Session Type: ACR Poster Session A
Session Time: 9:00AM-11:00AM
Background/Purpose: Novel composite responder definitions for fibromyalgia (FM) clinical trials have been proposed by the Outcome Measures in Rheumatology (OMERACT) FM subcommittee. These definitions which include key symptom and functional domains relevant to FM patients, were validated using outcome data from 12 previous registration trials of 4 other medications (Arnold L et al, Arth Rheum 64:885, 2012.) TNX-102 SL* is a proprietary sublingual formulation of cyclobenzaprine hydrochloride (2.8 mg) being studied for conditions with sleep disruption, including fibromyalgia and post-traumatic stress disorder (PTSD). “BESTFIT” was a 12-week Phase 2, randomized, double-blind, placebo-controlled trial conducted at 17 US sites, designed to evaluate this medication as a potential treatment for FM. A total of 205 participants were randomized (TNX=103; placebo=102).
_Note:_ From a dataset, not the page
PR #3365, opened 2024-02-14
feat(github): download artifact workflow step

vinayak-kukreja:
This PR is adding a `download artifact` helper function to create a download artifact workflow step.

Methods: The two recommended OMERACT responder definitions were evaluated: the FM30 Short, which defines a responder as ≥30% reduction in pain, ≥10% improvement in physical function plus a ≥30% improvement in either sleep or fatigue, and the FM30 Long, which defines a responder as ≥30% reduction in pain, ≥10% improvement in physical function plus ≥30% improvement in any two of the following measures: sleep, fatigue, depression, anxiety or cognition. Individual patient level analyses determine if each participant in the study met the response criteria.
Results: The table below compares a standard pain responder analysis (≥30% improvement in pain based on daily diary data), which was the secondary efficacy endpoint in the “BESTFIT” study, to the alternative composite responder definitions proposed by OMERACT.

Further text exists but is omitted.